‘Karbon Ayak İzi‘, bireylerin tüketim alışkanlıkları ve faaliyetleriyle doğaya ne kadar zarar verdiğini ortaya koyan bir değerlendirme ölçeğidir.
Harvard Halk Sağlığı Merkezi’nden Gregory Norris tarafından tanımlandığı üzere ‘El İzi‘ kavramı ise, bireysel uygulamalarla karbon ayak izini küçülterek doğal kaynakları korumaya destek olan faaliyetleri değerlendirme ölçeğidir.
Araba yerine bisiklet kullanmak, geri dönüşümü alışkanlık haline getirmek, tüketim alışkanlıklarımızda sadeleşmek ‘El İzi’ne örnek olabilir.

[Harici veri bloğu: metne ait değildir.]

PR #373, opened 2021-03-31
fix(node) Fix the status of engineimage on node

smallteeths:
https://github.com/longhorn/longhorn/issues/2377

### DIFF
--- a/src/routes/host/components/InstanceManagerComponent.js
+++ b/src/routes/host/components/InstanceManagerComponent.js
@@ -12,13 +12,12 @@ class InstanceManagerComponent extends React.Component {
     const currentNode = this.props.currentNode
 
     let data = []
-    let engineimageObj = { name: 'Engine Image', image: 'N/A', state: 'N/A', id: 'engineRowKey' }
+    let engineimageObj = { name: 'Engine Image', image: defaultEngineImage.value, state: 'not deployed', id: 'engineRowKey' }
     let instanceManagerObj = { name: 'Instance Manager', image: 'N/A', state: 'N/A', id: 'instanceRowKey' }
 
     engineimage.forEach((item) => {
-      if (defaultEngineImage.value === item.image) {
-        engineimageObj.image = item.image
-        engineimageObj.state = item.state
+      if (defaultEngineImage.value === item.image && item.nodeDeploymentMap && item.nodeDeploymentMap[currentNode.id]) {
+        engineimageObj.state = 'deployed'
       }
     })
 


src/routes/host/components/InstanceManagerComponent.js
```diff
@@ -15,11 +15,15 @@ class InstanceManagerComponent extends React.Component {
...
+    engineimage.some((item) => {
+      if (defaultEngineImage.value === item.image && item.nodeDeploymentMap && item.nodeDeploymentMap[currentNode.id]) {
         engineimageObj.image = item.image
         engineimageObj.state = item.state
+        return true
       }
+      engineimageObj.image = defaultEngineImage.value
+      engineimageObj.state = 'not deployed'
+      return false
     })
```
PhanLe1010, line 27:
```suggestion
    engineimage.forEach((item) => {
      if (defaultEngineImage.value === item.image && item.nodeDeploymentMap && item.nodeDeploymentMap[currentNode.id]) {
        engineimageObj.state = item.state
       }
     })
```

src/routes/host/components/InstanceManagerComponent.js
```diff
@@ -15,11 +15,15 @@ class InstanceManagerComponent extends React.Component {
     let engineimageObj = { name: 'Engine Image', image: 'N/A', state: 'N/A', id: 'engineRowKey' }
```
PhanLe1010, line 15:
```suggestion
    let engineimageObj = { name: 'Engine Image', image: defaultEngineImage.value, state: 'not deployed', id: 'engineRowKey' }
```

PhanLe1010 (commented):
How do you think about this suggested approach?

PhanLe1010 (approved):
LGTM
Thanks @smallteeths

innobead (approved):

src/routes/host/components/InstanceManagerComponent.js
```diff
@@ -12,13 +12,12 @@ class InstanceManagerComponent extends React.Component {
     const currentNode = this.props.currentNode
 
     let data = []
-    let engineimageObj = { name: 'Engine Image', image: 'N/A', state: 'N/A', id: 'engineRowKey' }
+    let engineimageObj = { name: 'Engine Image', image: defaultEngineImage.value, state: 'not deployed', id: 'engineRowKey' }
     let instanceManagerObj = { name: 'Instance Manager', image: 'N/A', state: 'N/A', id: 'instanceRowKey' }
 
     engineimage.forEach((item) => {
```
innobead, line 18: The question is about the existing code instead of the change. 

Why we use `.forEach` in this case? because I assume `engineimage` should only have one element of data list or we just use `.some` to check.

smallteeths: Using `some` does reduce the number of loops. I thought the engine data would not be very large, so I used `foreach`.

` engineimage.some((item) => {
      if (defaultEngineImage.value === item.image && item.nodeDeploymentMap && item.nodeDeploymentMap[currentNode.id]) {
        engineimageObj.state = 'deployed'
        return true
      }
      return false
    })
`
Thank you for the reminder I will pay attention to the use of my cycle

innobead: NP, I know your intention, just double check. Thanks.

PR #376, opened 2021-04-06
feat(backing image) Add download progress for backing image

smallteeths:
https://github.com/longhorn/longhorn/issues/2295


shuo-wu (changes requested):
Show progress bars only when the state is downloading and the UUID(key) matches in the 2 maps

innobead (approved):
LGTM

shuo-wu (approved):

PR #379, opened 2021-04-07
fix(volume) fix the conditions for volume attach and detach operations

smallteeths:
https://github.com/longhorn/longhorn/issues/2411

### DIFF
--- a/src/routes/volume/helper/index.js
+++ b/src/routes/volume/helper/index.js
@@ -269,3 +269,34 @@ export function disabledSnapshotAction(volume, modelState) {
 export function extractImageVersion(image) {
   return image.substr(image.lastIndexOf(':') + 1, image.length)
 }
+
+const isRestoring = (volume) => {
+  if (volume.restoreStatus && volume.restoreStatus.length > 0) {
+    let flag = volume.restoreStatus.every((item) => {
+      return !item.isRestoring
+    })
+    return !flag
+  } else {
+    return false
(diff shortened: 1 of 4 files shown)


innobead (approved):
LGTM

src/routes/volume/helper/index.js
```diff
@@ -269,3 +269,34 @@ export function disabledSnapshotAction(volume, modelState) {
...
+  if (volume.standby || isRestoring(volume)) {
+    return false
+  }
+  if (volume.accessMode === 'rwo') {
+    return volume.state === 'attached'
+  }
+  if (volume.migratable) {
+    return volume.state === 'attached' && volume.controllers && volume.controllers.length <= 1
+  }
+  return volume.state === 'attached' && volume.disableFrontend
```
joshimoo, line 294: Might be worth flipping this, so you have conditions for RWX instead of RWO, since the RWO condition is simple, it makes it easier to understand the difference at a glance.
```
  if (volume.accessMode === 'rwx') {
    if (volume.migratable) {
      return volume.state === 'attached' && volume.controllers && volume.controllers.length <= 1
    }
    return volume.state === 'attached' && volume.disableFrontend
  }

  return volume.state === 'attached'
```

joshimoo (commented):
LGTM, left some suggestions.
Great job on the helper refactor, makes it much easier to read and update these conditions.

‘Bilinç İzi‘ kavramı ise İnsanlık Güneşi Vakfı ‘Bilinç Benimle Başlar’ projesi tarafından türetilmiş bir terimdir. Bilinç izi, gerek ayak izinin gerekse el izinin kök nedenleri olan duygu ve düşüncemizle, davranış ve eylemimizle çevremizde bıraktığımız İZ’dir. Bilinç izimiz, farkındalık seviyemizi, insana, çevreye ve dünyaya nasıl bir bilinçle yaklaştığımızı ve bunlarla olan karşılıklı etkileşimimizi gösterir.
‘El İzi’miz de bilinç izimizin ürünüdür. Örneğin, doğayla bir bütün olduğumuzun farkındalığıyla hareket edebilmemiz ‘Bilinç İzi’miz, ‘Karbon Ayak İzimizi’ azaltabilmek için ağaç dikmemiz ise ‘El İzi’mizdir.
Bireysel olduğunu düşündüğümüz her değişim ve gelişim aslında toplumdaki, çevremizdeki değişim ve dönüşümün başlangıcıdır. Bu şekilde bıraktığımız her ‘Bilinç İzi’ birbiriyle bağlanarak bütünü etkiler ve geleceğin tohumlarını atar.
Kendimizle ilgili algımızı değiştirerek değerimizi fark etmemiz, böylece yeni bakış açılarına sahip olmamız toplumu, çevreyi ve bütünü doğrudan etkiler.
Kendine değer katan insan, içinde bulunduğu topluma, çevreye ve geleceğe de değer katar.
Hande ERYILMAZ, 03 Mart 2020
Bu makale “Bilinç Benimle Başlar Projesinin”
HEPİMİZ Serisinden esinlenerek kaleme alınmıştır.